▶ Description of the task:
In the records below, begin at the line containing "Now lmax_alms is" and end at the line containing "the same difference?"; quote every line in that span exactly, including both boundary lines, and no others.

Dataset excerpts

PR #408, opened 2025-05-23
Improve get_sky

paganol:
This introduces a new option in get_sky for obtaining maps/alms per channel instead of per detector.

### DIFF
--- a/docs/source/simulations.rst
+++ b/docs/source/simulations.rst
@@ -537,7 +537,7 @@ TODs of the simulations can be also zeroed easly with::
 
 See the documentation in :ref:`observations`, :ref:`scanning-strategy` 
 :ref:`dipole-anisotropy`, :ref:`noise`, :ref:`mapscanning`, :ref:`mapmaking`,
-:ref:`beamconvolution` for details of the single functions.
+:ref:`beamconvolution`, :ref:`Mbs`, for details of the single functions.
 
 
 Data splits
--- a/docs/source/sky_maps.rst
+++ b/docs/source/sky_maps.rst
@@ -64,6 +64,41 @@ multipole of these alms with ``lmax_alms``, the default value is
 the umbeamed maps or alms.
 
 
+Interface in the Simulation class
+---------------------------------
+
+The `Simulation` class provides a high-level method,
+:meth:`litebird_sim.simulation.Simulation.get_sky`, for quickly generating
+synthetic sky maps using Mbs parameters. This method internally constructs
+an :class:`.Mbs` instance and runs the simulation either based on the
+detectors involved in the current observations or using user-specified
+frequency channels.
+
+This interface is useful when synthetic maps are needed without direct
+interaction with the `Mbs` class. Here's a basic example:
+
+.. code-block:: python
+
+    import litebird_sim as lbs
+
+    sim = lbs.Simulation(base_path="../output", random_seed=42)
+    params = lbs.MbsParameters(
+        make_cmb=True,
+        make_fg=True,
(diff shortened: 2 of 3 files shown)


ziotom78 (commented):
So far, so good! What is missing is a simple test that checks that everything works fine when you pass a frequency channel.

ggalloni:
Now that the `alms` of the sky and `blms` of the beam can be stored in the observation, they are both optional in `sim.fill_tods` and `sim.convolve_sky`. So, I added a try-except that tries to retrieve them from the observation in both those routines.

I added a couple of tests:

1. If there is more than one detector from the same channel, I check that the maps produced for each detector when `get_sky` is used, as in the old implementation, are equal to the single map produced when I specify the channel to `get_sky`.
2. Since now the `alms` of the sky and `blms` are optional in `sim.fill_tods` and `sim.convolve_sky`, I test those routines without arguments. The ellipticities are all zeros in this case, giving me `nan` in the Gaussian beam. So, I must set them manually to one to make this work. Does this make sense to you, @paganol @ziotom78? You can test this by commenting line 752 of test_simulations.py and printing the blms.

paganol:
Hi @ggalloni, thanks!
What about if we put that check in `lbs.scan_map_in_observations` and `lbs.add_convolved_sky_to_observations` instead of in `Simulation.fill_tod` or `Simulation.convolve_sky`?

So, for example, this:

```
        if sky_alms is None:
            try:
                sky_alms = curr_obs.sky
            except AttributeError:
                msg = "'sky_alms' is None and nothing is found in the observation. You should either pass the spherical harmonics, or store them in the observations if 'mbs' is used."
                raise AttributeError(msg)
            assert sky_alms["type"] == "alms", (
                "'sky_alms' should be of type 'alms'. Use 'store_alms' of 'MbsParameters' to make it so."
            )

        if beam_alms is None:
            try:
                beam_alms = curr_obs.blms
            except AttributeError:
                msg = "'beam_alms' is None and nothing is found in the observation. You should either pass the spherical harmonics of the beam, or store them in the observations if 'get_gauss_beam_alms' is used."
                raise AttributeError(msg)
```
in  
```
def add_convolved_sky_to_observations(
    observations: Union[Observation, List[Observation]],
    sky_alms: Optional[
            Union[SphericalHarmonics, Dict[str, SphericalHarmonics], None]
     ] = None,
     beam_alms: Optional[
            Union[SphericalHarmonics, Dict[str, SphericalHarmonics], None]
     ] = None,
    pointings: Union[npt.ArrayLike, List[npt.ArrayLike], None] = None,
    ....
```
Similar thing can be done in `lbs.scan_map_in_observations`

Regarding the point 2 of your message, it's strange that ellipticities are all zeros, they should be initialized to 1 in the `DetectorInfo` class. Could you point me to the issue?

ggalloni:
I opened issue #411.

Anyway, for moving the checks, we have a choice to make, tho. Either we keep the check on `maps` and `sky_alms` where they are, since those are needed for the construction of the reports, or we make 'scan_map_in_observations' and `add_convolved_sky_to_observations` return them. What do you think?

paganol:
> Anyway, for moving the checks, we have a choice to make, tho. Either we keep the check on `maps` and `sky_alms` where they are, since those are needed for the construction of the reports, or we make 'scan_map_in_observations' and `add_convolved_sky_to_observations` return them. What do you think?

Right.. good point, maybe we could include the reports in `Simulation.get_sky`. I don't like introducing reports in `scan_map_in_observations ` or `add_convolved_sky_to_observations ` since they really belongs the simulation class.

ggalloni (approved):
In my opinion this is good to go.

Issue #412, opened 2025-05-25
Mbs saving maps in Galactic coordinates even if maps_in_ecliptic == True


martamonelli:
Not sure if it's an actual issue or just a feature, but I was assuming the code to be doing something else and just made a mess eheh

If I understand correctly, the rotation from Galactic to Ecliptic is only performed after the maps are saved. Therefore, if I set `save = True`, those maps will be saved in Galactic coordinates, regardless of whether `maps_in_ecliptic` is `True` or `False`.

paganol:
> Not sure if it's an actual issue or just a feature, but I was assuming the code to be doing something else and just made a mess eheh
> 
> If I understand correctly, the rotation from Galactic to Ecliptic is only performed after the maps are saved. Therefore, if I set `save = True`, those maps will be saved in Galactic coordinates, regardless of whether `maps_in_ecliptic` is `True` or `False`.

Correct, and this behavior was only partially intentional... the option for outputting ecliptic coordinates was added later, this is another thing we should check when we'll revise mbs

PR #413, opened 2025-05-25
Move rotation of maps at generation

ggalloni:
In response to #412, this PR moves the rotation of maps in MBS at generation, so that both saved and returned maps are rotated.

### DIFF
--- a/litebird_sim/mbs/mbs.py
+++ b/litebird_sim/mbs/mbs.py
@@ -335,6 +335,10 @@ class Mbs:
         self.ch_list = channel_list
         self.pysm_units = u.Unit(self.params.units)
 
+        self.rotator = None
+        if self.params.maps_in_ecliptic:
+            self.rotator = hp.Rotator(coord=["G", "E"])
+
     def _parse_instrument_from_det_list(self):
         self.instrument = {}
         try:
@@ -515,6 +519,10 @@ class Mbs:
                             + f"_{nmc_str}_{file_str}.fits"
                         )
                         cur_map_path = nmc_output_directory / file_name
+                        if self.rotator is not None:
+                            noise_map_split = self.rotator.rotate_map_alms(
+                                noise_map_split, lmax=self.params.lmax_alms
+                            )
                         lbs.write_healpix_map_to_file(
                             cur_map_path, noise_map_split, column_units=col_units
                         )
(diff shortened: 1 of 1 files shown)


martamonelli (approved):
Everything looks good to me

paganol:
Hi @mj-gomes, could it be caused by the PR #408? We changed the handling of the lmax in the CMB alm generation, see here 
https://github.com/litebird/litebird_sim/pull/408/commits/6b79eeef0e216fa6983ffd29405af037adf002bb
Now lmax_alms is used in synfast, before 3*nside-1 was always used.

mj-gomes:
Hi @paganol, I tried running a test without the change in that commit, and it does not look like that is what's changing.

mj-gomes:
Here are the differences (in Kelvin) for a case with cmb + solar dipole + fg (s0+d0+ff1)

image

mj-gomes:
> Hi @mj-gomes, if you use only one field, e.g. the foreground, do you see the same difference?

The difference comes from the CMB (see figure below). There is a small discrepancy also in fg but the order of magnitude is very small. It would be logical that the problem came from the synfast, but I tried again and it doesn't.

image

ziotom78:
These results are really weird! To recap:

- **Before** this PR, we rotated the map just once we summed all the contributions
- This PR rotates each map (dipole, CMB, …) immediately after its creation so that the maps are summed when they are already in the ecliptic reference frame

The difference is mostly due to CMB (10^-6 K), because FG are negligible (10^-20) and the dipole is zero.

Luca and I have taken a look at this but have no clues. @mreineck, do you have any idea what might be causing this?

mj-gomes:
> This might be related to the order of smoothing and rotation.
> 
> For the CMB in the old code we had:
> 
>     * synfast
> 
>     * smoothing
> 
>     * rotation
> 
> 
> In the new code we have:
> 
>     * synfast
> 
>     * rotation
> 
>     * smoothing
> 
> 
> This does not affect the foreground because the order is always: generation, smoothing, rotation. Does it sound reasonable?

This is it! I just tried inverting the order between rotating and smoothing for the CMB and it solves it!

Which order should we use? Is there an argument for preferring one of them over the other?

mreineck:
I'd also go for the first option.
Rotation of maps is always bad numerically, and should be avoided whenever possible. But if the maps are smoothed, it's a little less bad :-)

mreineck:
On the other hand, if we are talking about the CMB here, why not do `syn_alm` -> `rotate_alm` -> `alm2map`? That is prectically lossless.

paganol:
I totally agree, I was considering that solution as well.

PR #416, opened 2025-05-31
Fix the definition of ellipticity and fwhm

paganol:
This PR is meant to correct the definition of the ellipticity and fwhm used in the code.
So far we used, coherently with Planck [LevelS](https://github.com/zonca/planck-levelS/blob/master/Beam/gaussbeampol_main.f90)
- fwhm = sqrt(fwhm_max*fwhm_min)
- e = fwhm_max/fwhm_min

We also take the opportunity here to include in the documentation a section for the functions in `beam_synthesis.py`.


paganol:
We agreed to adopt the Planck/LevelS convention for defining ellipticity. I’m closing this PR. The upcoming PR #419 will update the ellipticity from 0 to 1 in the IMO vPTEP to ensure consistency with this convention.

PR #347, opened 2018-08-02
Move debug log message for unsuccessful leave command to correct place.

hsudbrock:
When trying to make a non-reachable node from the network I did not get any debug-level logging. I believe that the log message that is already in the code needs to be moved to the enclosing `if` statement, and did this in this PR.

Correct?


cdjackson:
Thanks Henning. This looks good - can you run the formatter on it please. It looks like there are 2 spaces in the debug message you added, rather than 4?

hsudbrock:
Yes, of course - I did not have this on my radar yet... Will update the PR then.

hsudbrock:
Applied the formatter (it was a tab instead of 4 spaces...).

cdjackson:
Thanks.

PR #363, opened 2018-08-13
Remove nodes from set of discovered nodes when they are removed from the network.

### LINKED ISSUE #362: Removed nodes are not removed from list of discovered nodes
The class `ZigBeeNetworkManager` puts all nodes for which discovery has completed into the set `nodeDiscoveryComplete`. This set is used to select between doing a `nodeAdded` and a `nodeUpdated` callback in the `updateNode` method.

When a node is removed, it is not removed from the `nodeDiscoveryComplete` set, resulting in a different callback behavior when a node is added for the first time (where `nodeAdded` is called twice, once when the node is added, and once when node discovery is complete), and when a node is added again after it has been removed before (where `nodeAdded` is called once, and after complete discovery `nodeUpdated` is called).

hsudbrock:
Resolves #362 by removing nodes from the set `nodeDiscoveryComplete` when they are removed from the set of network nodes.


cdjackson:
LGTM - thanks @hsudbrock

▶ Output:
Now lmax_alms is used in synfast, before 3*nside-1 was always used.

mj-gomes:
Hi @paganol, I tried running a test without the change in that commit, and it does not look like that is what's changing.

mj-gomes:
Here are the differences (in Kelvin) for a case with cmb + solar dipole + fg (s0+d0+ff1)

image

mj-gomes:
> Hi @mj-gomes, if you use only one field, e.g. the foreground, do you see the same difference?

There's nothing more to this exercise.